The dead suspect and two others who lie critically ill, embarked on a hunger strike after being detained in connection with the mass starvation exercise of followers of Kenyan cult.

Nairobi, Kenya – One of the 30 suspects being held together with the Kenyan cult leader Paul Mackenzie over the deaths of more than 300 people who were told to starve themselves to death if they wanted to go to heaven, has died in custody.

The deceased had been in police custody for more than 60 days while the Kenyan criminal investigations investigators continued with the probe and exhumation of bodies around Shakahola forest on the outskirts of Malindi in coastal Kenya, where police first discovered bodies in April.

A prosecutor in the Mackenzie case, Jami Yamina, informed the Mombasa court on Wednesday that the deceased identified as Joseph Juma Buyuka was among the Mackenzie followers who had staged a 10-day hunger strike while in custody.

“The [Mackenzie] aide had declined to eat and drink while being held at Watamu Police Station,” Yamina told Al Jazeera. “He died two days ago. Complications were from hunger strike and starvation, but we will await a postmortem report.”

Buyuka reportedly died on Monday from hunger-related complications while undergoing treatment in a nearby Malindi Hospital.

The prosecutor added that the autopsy report would be presented to the court after the postmortem is conducted.

Two other suspects, Evans Sirya and Fredrick Karimi, who were also admitted on the same day, were still critically ill in the same hospital.

“We [the state] shall file a medical report on their progress with the court within a week. After the postmortem on Buyuka is concluded, we shall also produce the report,” he told the court.
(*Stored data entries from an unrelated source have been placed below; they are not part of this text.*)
PR #47, opened 2017-04-09
OHFJIRA-55 - DB config params endpoint improvements

hanusto:
Best practise is to avoid duplication of PK (id, code) between URL PA…TH and payload.

There should be only one place where unique identifier is, for example to check authorization of requester to perform this action. This change is documented (changed) in Apiary.

Issue: [OHFJIRA-55](https://openhubframework.atlassian.net/browse/OHFJIRA-55)


pjuza (approved):
Thank you for your correction, I agree.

Together with 15 other suspects, Buyuka appeared in court emaciated and unable to stand or walk. The investigating officer informed the court at the time that the suspects had staged a hunger strike.

In Kenya, suspects are held in cells at police stations until they are arraigned in court. Last week, the prosecution team asked the court that the sixteen suspects be moved from the police station cells to a government prison where they would be force-fed food. The request was granted.

When they appeared in court last week, Buyuka, Karimi, Sirya and two others promised the Shanzu Senior Principal Magistrate Yusuf Shikanda that they would resume eating and cooperate with the police, a court official told Al Jazeera anonymously.

On Wednesday, the judge asked the prosecutor to present a medical report of all the 30 suspects in custody today.

Death and rescue

So far, the death toll from the mass starvation episode has hit 336. At least 93 bodies were retrieved in the 10-day third phase of the exhumation exercise that started on June 6 and stopped on June 16.

Rescue of survivors and exhumation of the dead is continuing in phases. The morgues in the area have surpassed their capacity, prompting the postmortem and transfer of bodies in phases.

The third phase of the postmortem exercise on the bodies already exhumed from the vast 325-hectare (800-acre) Shakahola forest was expected to start on Wednesday.

The government-authorised rescue began on April 13 after two children were reported to have starved and suffocated to death by their parents on Mackenzie’s advice on March 16 and 17.

Mackenzie, the head of the Good News International Church, is at the heart of what the Kenyan government officials have termed a “massacre”. He has been accused of indoctrinating his followers, asking them to abandon “earthly life” and meet at his farm in a village called Shakahola in Kilifi county for a fast “to meet Jesus”, leading to the mass deaths.

While starvation appears to be the main cause of death, some of the victims — including children — were strangled, beaten, or suffocated, according to the chief government pathologist Johansen Oduor.